Material provided >>
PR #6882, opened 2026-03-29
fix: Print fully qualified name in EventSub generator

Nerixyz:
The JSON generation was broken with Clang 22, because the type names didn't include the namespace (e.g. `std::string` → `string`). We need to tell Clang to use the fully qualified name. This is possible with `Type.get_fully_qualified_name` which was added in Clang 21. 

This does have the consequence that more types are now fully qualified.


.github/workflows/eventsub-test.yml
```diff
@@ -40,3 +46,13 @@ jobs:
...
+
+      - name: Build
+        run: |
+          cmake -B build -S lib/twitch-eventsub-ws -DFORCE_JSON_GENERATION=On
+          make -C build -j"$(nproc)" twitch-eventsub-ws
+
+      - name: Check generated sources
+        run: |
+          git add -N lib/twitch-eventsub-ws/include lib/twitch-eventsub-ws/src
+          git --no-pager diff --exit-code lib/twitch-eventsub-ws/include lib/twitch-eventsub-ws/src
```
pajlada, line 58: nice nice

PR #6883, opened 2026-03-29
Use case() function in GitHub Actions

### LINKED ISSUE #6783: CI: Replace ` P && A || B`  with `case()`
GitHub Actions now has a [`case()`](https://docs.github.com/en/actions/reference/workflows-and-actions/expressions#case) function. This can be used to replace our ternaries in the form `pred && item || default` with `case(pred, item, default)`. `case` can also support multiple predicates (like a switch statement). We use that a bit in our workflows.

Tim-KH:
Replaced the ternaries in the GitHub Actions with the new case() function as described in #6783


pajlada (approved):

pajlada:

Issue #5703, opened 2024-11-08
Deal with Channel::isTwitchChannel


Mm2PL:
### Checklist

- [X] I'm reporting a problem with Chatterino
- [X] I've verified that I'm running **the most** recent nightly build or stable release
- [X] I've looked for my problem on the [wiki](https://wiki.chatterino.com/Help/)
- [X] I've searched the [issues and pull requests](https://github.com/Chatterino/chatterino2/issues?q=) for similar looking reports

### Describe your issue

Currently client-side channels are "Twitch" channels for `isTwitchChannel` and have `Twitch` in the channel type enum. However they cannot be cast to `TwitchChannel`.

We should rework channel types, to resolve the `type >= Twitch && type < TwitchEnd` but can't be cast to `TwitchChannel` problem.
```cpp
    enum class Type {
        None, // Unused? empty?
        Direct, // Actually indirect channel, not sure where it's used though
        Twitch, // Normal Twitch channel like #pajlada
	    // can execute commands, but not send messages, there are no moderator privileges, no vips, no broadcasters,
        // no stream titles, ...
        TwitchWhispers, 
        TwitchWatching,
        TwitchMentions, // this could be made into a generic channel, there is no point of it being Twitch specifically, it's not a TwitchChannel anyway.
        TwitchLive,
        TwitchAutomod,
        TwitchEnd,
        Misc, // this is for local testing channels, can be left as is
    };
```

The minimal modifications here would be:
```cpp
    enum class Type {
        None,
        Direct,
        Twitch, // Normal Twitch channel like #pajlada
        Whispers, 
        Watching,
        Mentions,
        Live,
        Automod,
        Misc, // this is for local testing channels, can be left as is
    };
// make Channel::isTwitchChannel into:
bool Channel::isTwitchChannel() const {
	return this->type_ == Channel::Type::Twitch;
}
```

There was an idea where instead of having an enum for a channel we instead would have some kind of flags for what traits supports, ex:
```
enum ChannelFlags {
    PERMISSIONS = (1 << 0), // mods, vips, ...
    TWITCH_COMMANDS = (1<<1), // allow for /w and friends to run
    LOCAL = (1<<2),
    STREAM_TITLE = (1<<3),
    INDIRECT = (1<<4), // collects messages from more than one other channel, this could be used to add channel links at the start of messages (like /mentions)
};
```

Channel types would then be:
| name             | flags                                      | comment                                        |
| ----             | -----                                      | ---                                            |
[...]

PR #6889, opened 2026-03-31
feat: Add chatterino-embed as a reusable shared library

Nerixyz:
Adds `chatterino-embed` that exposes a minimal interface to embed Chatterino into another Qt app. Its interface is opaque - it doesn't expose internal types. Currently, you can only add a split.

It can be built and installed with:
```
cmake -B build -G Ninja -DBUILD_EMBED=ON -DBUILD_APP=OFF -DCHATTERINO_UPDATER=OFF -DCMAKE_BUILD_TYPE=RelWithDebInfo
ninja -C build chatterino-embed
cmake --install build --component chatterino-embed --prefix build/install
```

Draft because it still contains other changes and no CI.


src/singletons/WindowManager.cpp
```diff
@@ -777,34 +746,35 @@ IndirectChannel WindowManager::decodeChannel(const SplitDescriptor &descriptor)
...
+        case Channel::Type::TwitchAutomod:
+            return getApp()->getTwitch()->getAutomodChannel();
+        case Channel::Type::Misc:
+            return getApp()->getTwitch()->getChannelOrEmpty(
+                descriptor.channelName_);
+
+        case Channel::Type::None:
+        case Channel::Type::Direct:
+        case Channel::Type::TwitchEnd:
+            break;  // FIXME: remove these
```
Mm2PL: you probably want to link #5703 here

Your task >> Copy out every line of the listing that contains the string "messages".

Task output >>
	    // can execute commands, but not send messages, there are no moderator privileges, no vips, no broadcasters,
    INDIRECT = (1<<4), // collects messages from more than one other channel, this could be used to add channel links at the start of messages (like /mentions)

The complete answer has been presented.